Welcome to the world of document accessibility! Today, we’ll demystify a common issue that plagues many users – the ‘Path Object Not Tagged’ error – especially when working with Adobe Acrobat and files exported from InDesign.

Video Overview

Understanding the ‘Path Object Not Tagged’ Error

This error is frequently reported by the PAC 2021 checker, a tool that checks the accessibility of PDF files. During a check, you might come across a list of issues under the WCAG (Web Content Accessibility Guidelines) criteria. One of these is likely the ‘Path Object Not Tagged’ error.

So, what’s happening here? In this context, path objects typically refer to specific lines within a table exported from InDesign. They are recognized as objects that require tagging, but this process can be quite cumbersome and, unfortunately, it often gets overlooked, resulting in the aforementioned error.
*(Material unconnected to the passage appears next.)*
PR #874, opened 2025-11-10
support mounting all ht nfs mounts on truenas

rrotter:
use_truenas flag moves all "smartconnect" mounts to truenas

Tackling the Issue Head-On

To address this issue, let’s look at a step-by-step process using an example document exported from InDesign and now open in Adobe Acrobat:

  1. Open the ‘Content’ panel located on the far left side of Adobe Acrobat. This allows you to review all the content present on each page.
  2. As you inspect each page, you’ll likely notice a plethora of ‘Path’ tags.
  3. Begin by selecting all these ‘Path’ tags.
  4. With the path objects selected, right-click and choose ‘Create Artifacts’.
  5. Confirm by selecting ‘OK’.

Checking the Results and Final Thoughts

Having made these changes, save and close your file. On retesting with the PAC 2021 checker, you’ll notice the previous ‘Path Object Not Tagged’ errors are now resolved, and any new issues can be addressed separately.

The ‘Path Object Not Tagged’ error often crops up when exporting files from InDesign or other similar software. Remember, it’s crucial to ‘artifact’ these paths to make your document as accessible as possible. It’s not just about fixing an error – it’s about making your content reachable and usable for everyone.